◆ **Exercise goal**:
Exact repetition of the data is the whole task.

◆ **Available data**:
PR #234, opened 2018-01-18
Fix scoped ESLint module check

estei:
Based on ESLint documentation here:
https://eslint.org/docs/developer-guide/shareable-configs#npm-scoped-modules

The old support for ESLint scoped modules had a few issues:

It did not support a scoped module named `eslint-config`
This lead to a false positive missing dependency of
`@scope/eslint-config`

It did not support the shorthand that ESLint allows of just giving
the scope like this: `@scope` which ESLint behind the scenes makes
into `@scope/eslint-config`

It supported a version that ESLint specifically does not support
looking like this: `@scope/name`
The implementation would prefix the name with `eslint-config-`
making it `@scope/eslint-config-name` which could potentially lead to
resolution errors.

### DIFF
--- a/src/special/eslint.js
+++ b/src/special/eslint.js
@@ -53,6 +53,10 @@ function isEslintConfigAFullyQualifiedModuleName(specifier) {
   return lodash.startsWith(specifier, 'eslint-config-');
 }
 
+function isEslintConfigModuleJustAScope(specifier) {
+  return !lodash.includes(specifier, '/');
+}
+
 function resolvePresetPackage(preset, rootDir) {
   // inspired from https://github.com/eslint/eslint/blob/5b4a94e26d0ef247fe222dacab5749805d9780dd/lib/config/config-file.js#L347
   if (isEslintConfigAnAbsolutePath(preset)) {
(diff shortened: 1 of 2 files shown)


src/special/eslint.js
```diff
@@ -62,13 +66,12 @@ function resolvePresetPackage(preset, rootDir) {
     return path.resolve(rootDir, preset);
   }
   if (isEslintConfigAScopedModule(preset)) {
-    const scope = preset.substring(0, preset.indexOf('/'));
-    const module = preset.substring(preset.indexOf('/') + 1);
-
-    if (isEslintConfigAFullyQualifiedModuleName(module)) {
```
lijunle: Please notice this:

> The module name can also be customized, just note that when using scoped modules it is not possible to omit the eslint-config- prefix. Doing so would result in package naming conflicts, and thus in resolution errors in most of cases. For example a package named @scope/eslint-config-myconfig vs @scope/my-config, since both are valid scoped package names, the configuration should be specified as:

```json
{
    "extends": "@scope/eslint-config-myconfig"
}
```

It means, we still need to check `isEslintConfigAFullyQualifiedModuleName` here.

test/special/eslint.js
```diff
@@ -97,21 +97,30 @@ const testCases = [
     expected: [],
   },
   {
-    name: 'handle config of scoped module',
```
lijunle: According to the doc, we still need to support this test case. Could you please add it back? (And polish the name is a plus. 😄 )

43081j:
Fixed by #305

rumpl:
This was resolved by another PR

◆ **Answer for this exercise**:
PR #234, opened 2018-01-18
Fix scoped ESLint module check

estei:
Based on ESLint documentation here:
https://eslint.org/docs/developer-guide/shareable-configs#npm-scoped-modules

The old support for ESLint scoped modules had a few issues:

It did not support a scoped module named `eslint-config`
This lead to a false positive missing dependency of
`@scope/eslint-config`

It did not support the shorthand that ESLint allows of just giving
the scope like this: `@scope` which ESLint behind the scenes makes
into `@scope/eslint-config`

It supported a version that ESLint specifically does not support
looking like this: `@scope/name`
The implementation would prefix the name with `eslint-config-`
making it `@scope/eslint-config-name` which could potentially lead to
resolution errors.

### DIFF
--- a/src/special/eslint.js
+++ b/src/special/eslint.js
@@ -53,6 +53,10 @@ function isEslintConfigAFullyQualifiedModuleName(specifier) {
   return lodash.startsWith(specifier, 'eslint-config-');
 }
 
+function isEslintConfigModuleJustAScope(specifier) {
+  return !lodash.includes(specifier, '/');
+}
+
 function resolvePresetPackage(preset, rootDir) {
   // inspired from https://github.com/eslint/eslint/blob/5b4a94e26d0ef247fe222dacab5749805d9780dd/lib/config/config-file.js#L347
   if (isEslintConfigAnAbsolutePath(preset)) {
(diff shortened: 1 of 2 files shown)


src/special/eslint.js
```diff
@@ -62,13 +66,12 @@ function resolvePresetPackage(preset, rootDir) {
     return path.resolve(rootDir, preset);
   }
   if (isEslintConfigAScopedModule(preset)) {
-    const scope = preset.substring(0, preset.indexOf('/'));
-    const module = preset.substring(preset.indexOf('/') + 1);
-
-    if (isEslintConfigAFullyQualifiedModuleName(module)) {
```
lijunle: Please notice this:

> The module name can also be customized, just note that when using scoped modules it is not possible to omit the eslint-config- prefix. Doing so would result in package naming conflicts, and thus in resolution errors in most of cases. For example a package named @scope/eslint-config-myconfig vs @scope/my-config, since both are valid scoped package names, the configuration should be specified as:

```json
{
    "extends": "@scope/eslint-config-myconfig"
}
```

It means, we still need to check `isEslintConfigAFullyQualifiedModuleName` here.

test/special/eslint.js
```diff
@@ -97,21 +97,30 @@ const testCases = [
     expected: [],
   },
   {
-    name: 'handle config of scoped module',
```
lijunle: According to the doc, we still need to support this test case. Could you please add it back? (And polish the name is a plus. 😄 )

43081j:
Fixed by #305

rumpl:
This was resolved by another PR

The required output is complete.